Konflik Iran Israel dan AS Semakin Memanas, Sebabkan Harga Bensin Naik dan Cadangan Menurun

· 1 min read
kaisar-gif
dynasty-gif
Thumbnail

Medan, Gelora Info — Konflik antara Iran, Amerika Serikat, dan Israel yang makin memanas mulai terasa dampaknya ke sektor energi global, termasuk Indonesia. Pemerintah menyebut cadangan BBM nasional saat ini diperkirakan cukup untuk sekitar 20 hari. Angka ini sebenarnya masih dalam batas aman, tetapi tetap membuat banyak pihak waspada karena situasi di Timur Tengah belum menunjukkan tanda-tanda mereda.

Ketegangan di kawasan tersebut mendorong harga minyak mentah dunia naik. Ketika harga minyak global melonjak, biaya impor otomatis ikut meningkat. Dampaknya bisa terasa pada harga bensin di dalam negeri, terutama untuk BBM non-subsidi yang lebih mengikuti mekanisme pasar. Kenaikan harga ini terjadi karena pasar khawatir pasokan terganggu, apalagi jika jalur distribusi penting seperti Selat Hormuz terdampak konflik.

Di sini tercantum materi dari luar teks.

PR #8261, opened 2022-03-18
feat:PgNumeric and its unit tests.

Rishabh-V:
Just PgNumeric type with its unit tests. I am not certain about about Max and Min values, so solicit your feedback on max and min values.


amanda-tarafa (changes requested):
Note that:
- We are now trimming trailing zeros after decimal so we know that we are not counting "extra" scales.
- This means that for equality (i.e. hashcode) we don't need to scale anymore.
- For comparison we need only scale to the biggest scale of the two operands.

I'm leaving specific comments that I believe simplify things taking into account the points above.

apis/Google.Cloud.Spanner.V1/Google.Cloud.Spanner.V1/PgNumeric.cs
```diff
@@ -0,0 +1,497 @@
...
+        private const int MaxPrecision = MaxDigitsBeforeDecimalPoint + MaxScale;
+
+        /// <summary>
+        /// The string constant for not a number (NaN).
+        /// </summary>
+        private const string NotANumber = "NaN";
+
+        // For a numeric(precision, scale) maximum and minimum values are defined as +- ((10^precision)-1)/(10^scale), so maximum possible numeric would be numeric
+        // with max precision and zero scale, i.e. numeric(147455, 0), and its max and min values would be ((BigInteger.Pow(10, 147455)-1)/(BigInteger.Pow(10, 0)))
+        // Read here: https://stackoverflow.com/questions/26396856/determine-postgres-numeric-max-min-values
```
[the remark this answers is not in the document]
Rishabh-V: I kept it for now so that the rational of max value is clear few months down the line. Please let me know if its not needed.

apis/Google.Cloud.Spanner.Data/Google.Cloud.Spanner.Data.Tests/V1/PgNumericTests.cs
```diff
@@ -0,0 +1,325 @@
...
+using System;
+using System.Collections.Generic;
+using System.Numerics;
+using Xunit;
+
+namespace Google.Cloud.Spanner.V1.Tests
+{
+    public class PgNumericTests
+    {
+        public static IEnumerable<object[]> GetRawValueAndScales()
```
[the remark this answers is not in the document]
amanda-tarafa: Also, if I suggested on the PgNumeric class, we stop testing RawValueInRange directly, don't get rid of these, instead use them for testing Parsing etc.
You can probably write the big strings using char enumerables, something like Enumerable.Repeat('9', 147455).ToArray().....

apis/Google.Cloud.Spanner.Data/Google.Cloud.Spanner.Data.Tests/V1/PgNumericTests.cs
```diff
@@ -0,0 +1,325 @@
...
+            yield return new object[] { -((BigInteger.Pow(10, 131072) - 1)/BigInteger.Pow(10, 16383)), 16383, true };
+
+            yield return new object[] { ((BigInteger.Pow(10, 131072) - 1) / BigInteger.Pow(10, 16383)), 16384, false };
+            yield return new object[] { -((BigInteger.Pow(10, 131072) - 1) / BigInteger.Pow(10, 16383)), 16384, false };
+
+            yield return new object[] { BigInteger.Pow(10, 147455) - 1, 16383, true };
+            yield return new object[] { -BigInteger.Pow(10, 147455) + 1, 16383, true };
+        }
+
+        public static IEnumerable<object[]> GetStringInputs()
```
amanda-tarafa, line 44: Split the data and the tests in two, one for success and one for failure. On the failure test you can use Assert.ThrowsException...

Also, avoid using PgNumeric.ToString() to build the data as we could potentially have the same bug on ToString and Parse. Use the Enumerable approach I descibed above to build the strings.

amanda-tarafa: And als add more general type cases, i.e. normal numbers 1 or 2 only, but don't test only the extremes.

apis/Google.Cloud.Spanner.Data/Google.Cloud.Spanner.Data.Tests/V1/PgNumericTests.cs
```diff
@@ -0,0 +1,325 @@
...
+        }
+
+        [Theory]
+        [InlineData("NaN", "NaN")]
+        [InlineData("Nan", "nan")]
+        [InlineData("0.00", "000")]
+        [InlineData("-1.0", "-1.000")]
+        [InlineData("-1", "-1.0")]
+        [InlineData("1", "1.0")]
+        [InlineData("0.00000009", "0.00000009")]
```
amanda-tarafa, line 62:
```suggestion
        [InlineData("0.00000009", "0.00000009")]
        [InlineData("0.0000000900000", "0.00000009")]
```

apis/Google.Cloud.Spanner.Data/Google.Cloud.Spanner.Data.Tests/V1/PgNumericTests.cs
```diff
@@ -0,0 +1,325 @@
...
+        [InlineData("-10.0", "0.00000009000000000")]
+        [InlineData("0", "1.00000000")]
+        [InlineData("1", "1.01")]
+        [InlineData("0.00000009", "0.0000008")]
+        public void CompareToGreaterValueTest(string input1, string input2)
+        {
+            var number1 = PgNumeric.Parse(input1);
+            var number2 = PgNumeric.Parse(input2);
+            var result = number1.CompareTo(number2);
+            Assert.Equal(-1, result);
```
amanda-tarafa, line 85: Let's not rely on it being -1, just negative which is what the spec says.

apis/Google.Cloud.Spanner.Data/Google.Cloud.Spanner.Data.Tests/V1/PgNumericTests.cs
```diff
@@ -0,0 +1,325 @@
...
+
+        [Theory]
+        [InlineData("9999999999999", "NaN")]
+        [InlineData("0.00", "001")]
+        [InlineData("-1.0", "1.000")]
+        [InlineData("-10.0", "0.00000009000000000")]
+        [InlineData("0", "1.00000000")]
+        [InlineData("1", "1.01")]
+        [InlineData("0.00000009", "0.0000008")]
+        public void CompareToGreaterValueTest(string input1, string input2)
```
amanda-tarafa, line 80:
```suggestion
        public void CompareToLessThanTest(string input1, string input2)
```

apis/Google.Cloud.Spanner.Data/Google.Cloud.Spanner.Data.Tests/V1/PgNumericTests.cs
```diff
@@ -0,0 +1,325 @@
...
+        }
+
+        [Theory]
+        [InlineData("NaN", "99999999999999999999999999999")]
+        [InlineData("99.99", "99.90")]
+        [InlineData("1.0", "-1.000")]
+        [InlineData("-1", "-55.0")]
+        [InlineData("0", "-0.0009")]
+        [InlineData("0.00009", "0.00000009")]
+        public void CompareToSmallerValueTest(string input1, string input2)
```
amanda-tarafa, line 95:
```suggestion
        public void CompareToGreaterThanTest(string input1, string input2)
```

apis/Google.Cloud.Spanner.Data/Google.Cloud.Spanner.Data.Tests/V1/PgNumericTests.cs
```diff
@@ -0,0 +1,325 @@
...
+        public void CompareToEqualValueTest(string input1, string input2)
+        {
+            var number1 = PgNumeric.Parse(input1);
+            var number2 = PgNumeric.Parse(input2);
+            var result = number1.CompareTo(number2);
+            Assert.Equal(0, result);
+        }
+
+        [Theory]
+        [InlineData("9999999999999", "NaN")]
```
amanda-tarafa, line 73: Nan should be compared aginst maxValue and minValue, and zero, and a negative value as well.

apis/Google.Cloud.Spanner.Data/Google.Cloud.Spanner.Data.Tests/V1/PgNumericTests.cs
```diff
@@ -0,0 +1,325 @@
...
+        [InlineData("0.00", "001")]
+        [InlineData("-1.0", "1.000")]
```
amanda-tarafa, line 75:
```suggestion
        [InlineData("-1.0", "1.000")]
                [InlineData("-1.0", "0")]
```

apis/Google.Cloud.Spanner.Data/Google.Cloud.Spanner.Data.Tests/V1/PgNumericTests.cs
```diff
@@ -0,0 +1,325 @@
...
+            Assert.Equal(true, result);
+        }
+
+        [Theory]
+        [InlineData("1.00", "1")]
+        [InlineData("1", "1.00")]
+        [InlineData("NaN", "NaN")]
+        [InlineData("1.0000", "1.000")]
+        [InlineData("999999999999999999999999999999999999999999999999.999999999999999999999999999999999999999", "999999999999999999999999999999999999999999999999.999999999999999999999999999999999999999")]
+        [InlineData("-999999999999999999999999999999999999999999999999.999999999999999999999999999999999999999", "-999999999999999999999999999999999999999999999999.999999999999999999999999999999999999999")]
```
amanda-tarafa, line 126: These would benefit from instead of using nines, using 12345678912345.... it's easier to count the number blocks than a lot of nines.

apis/Google.Cloud.Spanner.Data/Google.Cloud.Spanner.Data.Tests/V1/PgNumericTests.cs
```diff
@@ -0,0 +1,325 @@
...
+                Assert.Equal(true, expectedParsingResult);
+            }
+            catch (FormatException)
+            {
+                Assert.Equal(false, expectedParsingResult);
+            }
+        }
+
+        [Theory]
+        [InlineData(null)]
```
amanda-tarafa, line 173: This is not a theory

apis/Google.Cloud.Spanner.Data/Google.Cloud.Spanner.Data.Tests/V1/PgNumericTests.cs
```diff
@@ -0,0 +1,325 @@
...
+        [InlineData("-Infinity")]
+        [InlineData("-inf")]
+        [InlineData("ABCDEFGH")]
+        [InlineData("1.@#$%^&*")]
+        [InlineData("1.0!")]
+        [InlineData("1.00D")]
+        [InlineData("1.00M")]
+        [InlineData("1.00F")]
+        // Space before and/or after valid number. We can call .Trim() on input, but should we? Its an invalid input.
+        // Also, SpannerNumeric doesn't do that, so its consistent. We should call Trim() on both or on neither.
```
amanda-tarafa, line 194: No we don't, you can remove this.
Also test for ".0", ".123456", "-.123456"

apis/Google.Cloud.Spanner.Data/Google.Cloud.Spanner.Data.Tests/V1/PgNumericTests.cs
```diff
@@ -0,0 +1,325 @@
...
+        [InlineData("1.00")]
+        [InlineData("1.0")]
+        [InlineData("NaN")]
+        [InlineData("1.0000")]
+        [InlineData("-1.00")]
+        [InlineData("-0.00")]
+        [InlineData("0.0000000000000009")]
+        [InlineData("-0.0000000000000009")]
+        [InlineData("9999999999999999999999999999999999999999999999999999999999999999999999999999999999999999999990.99999999999999999999999999999999999999999999")]
+        [InlineData("-9999999999999999999999999999999999999999999999999999999999999999999999999999999999999999999990.99999999999999999999999999999999999999999999")]
```
amanda-tarafa, line 211: 1234567891.......

apis/Google.Cloud.Spanner.Data/Google.Cloud.Spanner.Data.Tests/V1/PgNumericTests.cs
```diff
@@ -0,0 +1,325 @@
...
+        public void TryParseValidTest(string input)
+        {
+            var success = PgNumeric.TryParse(input, out PgNumeric number);
+            Assert.IsType<PgNumeric>(number);
+            Assert.NotNull(number.ToString());
+            Assert.True(success);
+        }
+
+        [Theory]
+        [InlineData(null)]
```
amanda-tarafa, line 221: not a theory

apis/Google.Cloud.Spanner.Data/Google.Cloud.Spanner.Data.Tests/V1/PgNumericTests.cs
```diff
@@ -0,0 +1,325 @@
...
+        [InlineData("-Infinity")]
+        [InlineData("-inf")]
+        [InlineData("ABCDEFGH")]
+        [InlineData("1.@#$%^&*")]
+        [InlineData("1.0!")]
+        [InlineData("1.00D")]
+        [InlineData("1.00M")]
+        [InlineData("1.00F")]
+        [InlineData(" 1.00  ")]
+        public void TryParseInValidTest(string input)
```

Indonesia sendiri masih bergantung pada impor untuk memenuhi sebagian kebutuhan minyaknya. Jika konflik berlangsung lama dan distribusi global tersendat, tekanan terhadap harga dan ketersediaan pasokan bisa semakin besar. Situasi seperti ini membuat pergerakan harga bensin di dalam negeri sangat dipengaruhi perkembangan geopolitik internasional yang berubah cepat dari hari ke hari.